XML is a widely used standard for formulating structured data and can be easily edited in many common editors.

Sample XML for a goal-based rule set

If necessary, another format (e.g. JSON) can be used in the future to map rule sets as templates.

Application

The actual application logic is responsible for collecting and executing all necessary components of the text distribution process.

Through the connection of internal HTTP APIs, the text engine obtains the following data:

  • Competition information
  • Clubs / teams data
  • Statistical data

Likewise, the desired rule set is read in as an XML file and evaluated in combination with the data for each requested soccer team.

The evaluation includes the dynamic preparation of all defined variables, execution of the conditions and finally the final selection of all hits.

Each hit is then processed using a text processor. This selects the text in the requested localization and replaces placeholders with the appropriate values.

The hits are then provided as a list of auto texts.

API

The services of the “Match Analysis Hub” access the ASP.NET API via HTTP. The API offers several endpoints to query one or more rule sets of auto texts directly.

The API is secured with HTTP over TLS (HTTPS). OAuth authentication with bearer tokens is also required.

The computed auto texts are returned to the caller in the body of the HTTP response in JSON format.

For documentation and simplified testing of the API, OpenAPI documentation and a Postman collection have been created.

JSON formatted response of the Text Engine API

Technologies

In the overall context, the Text Engine uses the following technologies, among others:

  • .NET 5
  • C#
  • ASP.NET
  • HTTP
  • XML
  • JSON
  • OAuth
  • OpenID Connect
  • Swagger (OpenAPI)
  • Fluid
  • Serilog
  • xUnit
  • Benchmark.NET
  • Docker

Performance

It was always emphasized by the customer that the application should calculate and output the auto texts as quickly as possible.

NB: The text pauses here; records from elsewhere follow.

PR #700, opened 2019-10-16
Generalize ion sound speed

### LINKED ISSUE #316: Generalize `ion_sound_speed`
Currently `ion_sound_speed` under `parameters.py` only works in the limit `alpha = 1 / (k * lambda_De)` is large(?), such that the plasma is not dispersive. This should be generalized for all values of `alpha` and the docstring should be edited to reflect this generalization.

The general equation is on pg 2 of this [Google Doc](https://docs.google.com/document/d/1EcuxYoSzy-MpjjjqBE3E6zE8g6xYU2BH1MorU7_DQQA/edit#heading=h.88burrsgujyu). Please note that this equation is for `omega`, whereas what we want is `v = omega / k`, so just drop the `k` on the right hand side.

tvarnish:
Closes #316. Generalizes `ion_sound_speed` to work for any case, not just for the limit when `(k * lambda_D) ** 2` is small. Additional term from Chapter 5.1, Froula, Glenzer, Luhmann and Sheffield "Plasma Scattering of Electromagnetic Radiation".

Docstring updated to remove note about the non-dispersive limit. Updated docstring examples, and included a new example with a large value for `(k * lambda_D) ** 2`.

Updated tests for ion_sound_speed, and added additional tests for the (general) large limit. Updated the `assert_can_handle_nparray` pytest helper method to work for the additional parameter, `k`,
added to `ion_sound_speed`.


tvarnish:
(I haven't added a changelog entry to the PR yet as I wasn't sure what type to use.)

StanczakDominik:
> (I haven't added a changelog entry to the PR yet as I wasn't sure what type to use.)

It's definitely a `feature` :)

plasmapy/physics/parameters.py
```diff
@@ -210,10 +210,14 @@ def Alfven_speed(B, density, ion="p+", z_mean=None):
...
     T_i={'units': u.K, 'can_be_negative': False},
-    T_e={'units': u.K, 'can_be_negative': False}
+    T_e={'units': u.K, 'can_be_negative': False},
+    n_e={'units': u.m ** -3, 'can_be_negative': False},
+    k={'units': u.m ** -1, 'can_be_negative': False}
     )
 def ion_sound_speed(T_e,
                     T_i,
+                    n_e,
+                    k,
```
StanczakDominik: I wonder whether it might not be possible to supply default arguments for these two, so that the default behavior is the non-dispersive limit we had previously?

plasmapy/physics/parameters.py
```diff
@@ -288,36 +299,38 @@ def ion_sound_speed(T_e,
 
     Notes
     -----
-    The ion sound speed :math:`V_S` is approximately given by
+    The ion sound speed :math:`V_S` is given by
```
StanczakDominik: Always nice to be rid of `approximately`!

plasmapy/physics/parameters.py
tvarnish: That would make a lot more sense! I'll work on updating it...

plasmapy/physics/parameters.py
tvarnish: That said, I'll make sure to add a note about approximating the function in the non-dispersive limit if the values for `k` and/or `n_e` aren't given (in response to your other question).

StanczakDominik: Yeah, it's definitely a good idea to add that :)

StanczakDominik:
I just merged #692 in, so this PR will also need to merge those changes, since the location for `parameters` changed to `plasmapy/formulary/parameters.py`. Apologies for the trouble!

tvarnish:
@StanczakDominik I'm still getting the hang of using GitHub, so I just wanted to check (before I break anything): how should I go about merging that PR into this one? Should I pull the changes into my local master, then merge that with my local branch?

StanczakDominik:
Precisely! I would thus go:
```bash
git commit  # your current changes if any
git checkout master
git pull           # assuming you have `master` set up to track PlasmaPy/PlasmaPy#master, not tvarnish/PlasmaPy#master
git checkout generalize_ion_sound_speed
git merge master
```

tvarnish:
Great! I think that's worked.

StanczakDominik:
You'll still need to push the merge commit, though! :)

plasmapy/physics/parameters.py
StanczakDominik: That's a good question! It is getting late in my timezone, though, and I'm rather tired. Would you mind if I left the pondering of it and digging into the code for tomorrow? Alternatively, you could ask in [our chatroom](https://riot.im/app/#/room/#plasmapy:openastronomy.org) if anyone has any ideas!

tvarnish: I wouldn't mind at all! Feel free to look through it whenever's best for you. :)

plasmapy/formulary/parameters.py
```diff
@@ -209,10 +209,14 @@ def Alfven_speed(B, density, ion="p+", z_mean=None):
...
     T_i={'units': u.K, 'can_be_negative': False},
-    T_e={'units': u.K, 'can_be_negative': False}
+    T_e={'units': u.K, 'can_be_negative': False},
+    n_e={'units': u.m ** -3, 'can_be_negative': False},
+    k={'units': u.m ** -1, 'can_be_negative': False}
     )
 def ion_sound_speed(T_e,
                     T_i,
+                    n_e=0*u.m**-3,
+                    k=0*u.m**-1,
```
rocco8773: I'd use `None` as default values...something like

``` python
n_e = None,
k = None,
```

I think this would solve all your checking of default value issues.  At this point, if the user passes in a bad value (such as `n_e = 0.0 * u.m**-3`), then errors will be thrown accordingly, as they should.

plasmapy/formulary/parameters.py
```diff
@@ -333,9 +356,17 @@ def ion_sound_speed(T_e,
...
+    if n_e != 0:
+        lambda_D = Debye_length(T_e, n_e)
+    else:
+        lambda_D = 0 * u.m
 
     try:
-        V_S_squared = (gamma_e * Z * k_B * T_e + gamma_i * k_B * T_i) / m_i
+        V_S_squared = (gamma_e * Z * k_B * T_e + gamma_i * k_B * T_i) / (m_i \
+        * (1 + k ** 2 * lambda_D ** 2))
         V_S = np.sqrt(V_S_squared).to(u.m / u.s)
```
rocco8773:
``` python
if n_e is None or k is None:
    klD2 = 0.0
else:
    lambda_D = Debye_length(T_e, n_e)
    klD2 = (k * lambda_D) ** 2

try:
    V_S_squared = (gamma_e * Z * k_B * T_e + gamma_i * k_B * T_i) / (m_i * (1. + klD2))
    V_S = np.sqrt(V_S).to(u.m / u.s)
```

plasmapy/formulary/parameters.py
```diff
@@ -209,10 +209,14 @@ def Alfven_speed(B, density, ion="p+", z_mean=None):
 @utils.check_relativistic
 @utils.check_quantity(
     T_i={'units': u.K, 'can_be_negative': False},
-    T_e={'units': u.K, 'can_be_negative': False}
+    T_e={'units': u.K, 'can_be_negative': False},
+    n_e={'units': u.m ** -3, 'can_be_negative': False},
+    k={'units': u.m ** -1, 'can_be_negative': False}
```
rocco8773: Add `None` to allowed values

``` python
n_e={'units': u.m ** -3, 'can_be_negative': False, none_shall_pass: True},
k={'units': u.m ** -1, 'can_be_negative': False, none_shall_pass: True},
```

tvarnish:
Thanks for the feedback @rocco8773! Using `None` for the default values was a much simpler solution that anything I was considering. I've also put in a `UserWarning` if only one of `k` or `n_e` is specified, as you suggested. You (and/or @StanczakDominik) might want to take a look at that message to check it's not too long and gets the point across clearly.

In order to ensure a satisfactory experience for the user of the “Match Analaysis Hub”, a fast responding web application is a correspondingly important component. This also includes the background services, to which the Text Engine API also belongs.

To constantly measure the runtime for calculating a typical rule set, benchmarks were regularly run. On the development machines, this averaged only about 160 µs (microseconds).

In the productive environment, the “Match Analysis Hub” backend receives the requested text modules from the Text Engine API within an average of 4-8 ms.

Operating

The Text Engine API was automatically deployed as a Docker image to a Kubernetes cluster on AWS. Updates and further developments can also be delivered quickly that way.

Monitoring

In order to ensure operation and to make the behavior of the application traceable, corresponding logs are sent to an ELK stack (Elasticsearch and Kibana).

Also typical metrics (CPU, memory usage, .NET garbage collection, HTTP requests/second, etc.) are queried via Prometheus and visualized via a Grafana instance.

Summary

The customer’s requirements were met to their complete satisfaction. Since the recent release of the “Match Analysis Hub”, the generated texts for both the Bundesligen and the DFB-Pokal are visible to all users, thus enriching the content editorially as well as visually.

Display of the generated texts in connection with the visualized statistics in the “Match Analysis Hub”.

Outlook

For future development, it is being considered to provide a WYSIWYG editor that would allow editorial staff to easily design the components of a rule set visually instead of editing the final XML document by hand.

Furthermore, it would also be possible to use or extend the basic functionality of the Text Engine for ticker texts or other editorial content.